# Terminator 2 score remake



## alexballmusic (Nov 2, 2017)

Had a bash at remaking a cue from Brad Fiedel's Terminator 2 score using the same sounds he did: Fairlight CMI III, Prosonus Orchestra & Prepared piano, EMU Emulator II and a few other bits.

Interesting to revisit the early days of something that's the norm 26 years later - sampling and sequencing.

Anyone on this forum used the actual original Fairlight or Emulator (rather than just the samples)?


----------



## adg21 (Nov 4, 2017)

Awesome dude. Thanks for posting


----------



## alexballmusic (Nov 4, 2017)

adg21 said:


> Awesome dude. Thanks for posting



Thanks very much.


----------



## adg21 (Nov 4, 2017)

I wanted to hear more from your youtube after this. How did you notice that Phone Call Jon Brion sample? Was that accidental or were you looking for it? And good work with the Juno 6 demo too, very m83


----------



## alexballmusic (Nov 4, 2017)

adg21 said:


> I wanted to hear more from your youtube after this. How did you notice that Phone Call Jon Brion sample? Was that accidental or were you looking for it? And good work with the Juno 6 demo too, very m83



Thanks.

Jon Brion - that score was always one of my favourites but I'd never heard of the Optigan or Talentmaker. About 3 years ago I got all those sounds and was going through them when I recognised immediately one of the loops from another part in the score. So I started trawling through all of them and figured out there was loads of them that appear on the score and that they were layered on top of each other.

So bit of chance combined with knowing that score inside out and having a "woah, wait a minute..." moment.


----------



## dannymc (Nov 5, 2017)

one of my favorite cues from the movie, they dont do tense cinematic action like that anymore. thanks for posting. 

Danny


----------



## AlexanderSchiborr (Nov 7, 2017)

Hey Alex, 
Great take on this, tastefull choice on such great theme. And it brings back memories where I went to the theatre and had the movie ride of my life. 

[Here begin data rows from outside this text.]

PR #304, opened 2022-08-30
[AERIE-1982] feat: add user sequence table

camargo:
* **Tickets addressed:** [AERIE-1982](https://jira.jpl.nasa.gov/browse/AERIE-1982)
* **Review:** By commit  

## Description

- Add first-draft of `user_sequence` table for storing user-defined sequences for 0.13.0

## Verification

Test the `user_sequence` table is added to the commanding database

## Future work

Possible renaming:

- `aerie_commanding` database to `aerie_sequencing`
- `sequence` table to `expansion_sequence`

### DIFF
--- a/command-expansion-server/sql/commanding/tables/user_sequence.sql
+++ b/command-expansion-server/sql/commanding/tables/user_sequence.sql
@@ -1,0 +1,39 @@
+create table user_sequence (
+  authoring_command_dict_id integer not null,
+  created_at timestamptz not null default now(),
+  definition text not null,
+  id integer generated always as identity,
+  name text not null,
+  owner text not null default 'unknown',
+  updated_at timestamptz not null default now(),
+
+  constraint user_sequence_primary_key primary key (id)
+);
+
+comment on column user_sequence.authoring_command_dict_id is e''
+  'Command dictionary the user sequence was created with.';
+comment on column user_sequence.created_at is e''
+  'Time the user sequence was created.';
+comment on column user_sequence.definition is e''
+  'The user sequence definition string.';
+comment on column user_sequence.id is e''
+  'ID of the user sequence.';
+comment on column user_sequence.name is e''
+  'Human-readable name of the user sequence.';
+comment on column user_sequence.owner is e''
+  'Username of the user sequence owner.';
+comment on column user_sequence.updated_at is e''
+  'Time the user sequence was last updated.';
+
+create or replace function user_sequence_set_updated_at()
+returns trigger
+security definer
+language plpgsql as $$begin
+  new.updated_at = now();
+  return new;
+end$$;
+
+create trigger set_timestamp
+before update on user_sequence
+for each row
+execute function user_sequence_set_updated_at();
--- a/deployment/hasura/metadata/databases/AerieCommanding/tables/public_user_sequence.yaml
+++ b/deployment/hasura/metadata/databases/AerieCommanding/tables/public_user_sequence.yaml
@@ -1,0 +1,13 @@
+table:
+  name: user_sequence
+  schema: public
+object_relationships:
+- name: command_dictionary
+  using:
+    manual_configuration:
+      remote_table:
+        schema: public
+        name: command_dictionary
+      insertion_order: null
+      column_mapping:
+        authoring_command_dict_id: id
--- a/command-expansion-server/sql/commanding/init.sql
+++ b/command-expansion-server/sql/commanding/init.sql
@@ -11,5 +11,6 @@ begin;
   \ir tables/activity_instance_commands.sql
   \ir tables/sequence.sql
   \ir tables/sequence_to_simulated_activity.sql
+  \ir tables/user_sequence.sql
 
 end;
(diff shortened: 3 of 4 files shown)


command-expansion-server/sql/commanding/tables/user_sequence.sql
```diff
@@ -0,0 +1,39 @@
+create table user_sequence (
+  command_dict_id integer not null,
```
dyst5422: I think we should mirror our expansion behavior here and have this be the `authoring_command_dict_id`. We don't want to confine sequence usage to a single dictionary, but rather be able to hint to the UI what dictionary to use when loading it.

deployment/hasura/metadata/databases/AerieCommanding/tables/public_user_sequence.yaml
```diff
@@ -0,0 +1,3 @@
+table:
+  name: user_sequence
+  schema: public
```
dyst5422, line 3: We should add in the cross-db association to the command dictionary (not necessary in this PR though)

dyst5422 (changes requested):

goetzrrGit:
I was thinking about this for a couple of minutes and I realized we never talked about user-defined sequences with respect to their sequence ID. On the command expansion side, we make those unique but on the user side, they can create multiple sequences for a sequence ID with no sequence ID checking. 

Use Case 1:

Create a new sequence with seqID A, save - no issue
I want to update the sequence, save - no issue

Use Case 2:

Create a new sequence with seqID A, save - no issue
I create a new sequence with seqID B, save - no issue

Use Case 3:

Create a new sequence with seqID A, save - no issue
I create a brand new sequence with seqID A, save - Problem: two sequences with the same seqID

This can get more complicated as there can be different states a sequence can be in ( Draft, Accepted, Rejected, etc.)


I am not saying we should address this in this ticket but something we should have a meeting about in the future.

If I could nitpick on something..ahmm..bollocks, not this time! :D Everything is fine.


----------



## alexballmusic (Nov 7, 2017)

AlexanderSchiborr said:


> Hey Alex,
> Great take on this, tastefull choice on such great theme. And it brings back memories where I went to the theatre and had the movie ride of my life.
> 
> If I could nitpick on something..ahmm..bollocks, not this time! :D Everything is fine.



Thanks Alex. Yeah, I could nitpick on it myself. I picked it up and put it down several times because I just couldn't figure out what sounds Fiedel was using. Plus, I have the samples from the Fairlight and Emulator, but the actual instruments coloured the sound and replicating all of that without the hardware was tricky.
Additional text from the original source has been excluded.